Потом стал Устюгов рассказывать о похождениях Данилы Филиппыча, как странствовал он в рабском, нищенском образе, как учредил радения и как родился ему преемник Иван Тимофеич Суслов.

Так говорил Устюгов:

— А поблизости горы Городины, в той же стороне Стародубской, бедная была, убогая деревня Максако́ва. А приход той деревни в погосте Егорья[520]. И содеялось в той деревне неслыханное чудо. Жил в ней и долгий век доживал старый-престарый нищий Тимофей Суслов. Смолоду, опричь бороны да сохи, ничего не знал и не ведал он, спокон века был бессемейным, под оконьем христолюбцев подаяньем питался. Сбирал милостынку Христа ради и весь век старцем был благочестивым. От роду было ему сто лет и двадцать, а подружию его Арине Нестеровне сто лет ровно. А детей у них во всю жизнь не рожалось. Раз в зимнюю стужу, в бурную вьюгу пришел к ним в холодную избу неведомый нищий. У стариков была только одна сухая корочка хлебца. Некая сердобольная вдовица кинула ее старой безногой собаке своей Лыске. Лыска корочку обнюхала, а грызть не стала. Тогда богатая вдовица, завидя проходившего старца Тимофея, подняла корочку и подала ему Христа ради.

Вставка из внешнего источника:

PR #644, opened 2024-08-08
Clean up clippy warnings, asserts in proptests

andrewwhitehead:


src/modular/boxed_monty_form.rs
```diff
@@ -182,15 +182,15 @@ impl BoxedMontyForm {
     pub fn zero(params: BoxedMontyParams) -> Self {
         Self {
             montgomery_form: BoxedUint::zero_with_precision(params.bits_precision()),
-            params: params.into(),
+            params,
```
tarcieri, line 185: This conditionally uses `Arc` depending on if `std` is available (really it should be if `alloc` is available), so the clippy warning here is likely a false positive for the case that `Arc` isn't available

tarcieri: Here's a fix which unconditionally uses `Arc`: #645

tarcieri (approved):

И той корочкой люди Божьи Тимофей да Арина с нищим убогим человеком поделились, на печке его спать положили, а сами в холодную клеть ночевать пошли. Наутро нищий стал в путь собираться, а старик со старухой его не пускают. Всего животов[521] у них была курочка-хохлатка. Как дочку родную, они ее любили, иной раз сами голодают, а хохлаточку накормят, сами холодают, а курочку в теплое местечко на нашестку сажают. Миловались они на нее, любовались, и была им та курочка в бедной доле единой утехой, была старику со старухой единой отрадой. А к ним уж лет пять-десять никто в дом не заглядывал, никто не переступал их порога. К богатому да к чивому на крыльцо не протолкаться, у нищего, убогого нечего взять. Возрадовались нежданному гостю старец Тимофей со старицей Ариной, ровно сокровище какое Бог даровал им. На расставанье с нищим угостили они его чем только могли. Горючими слезми обливаючись, с острым ножом пошел Тимофей к возлюбленной курочке… Свету невзвидел, как из горлышка ее брызнула горячая алая кровь. Стонала, рыдала старица Арина, ощипывая ненаглядную пеструшку… И когда нищий уходил от Тимофея, а старица Арина пошла до околицы котомку его донести, сказал он им: «Заплачу вам, добрые люди, за курочку вашу сыном. Ты, Аринушка, родишь сына Тимофеюшке». Старец со старицей хотели было сказать нищему, что несбыточно пророчество его, но убогий не стал говорить с ними… Пошел — и нет его.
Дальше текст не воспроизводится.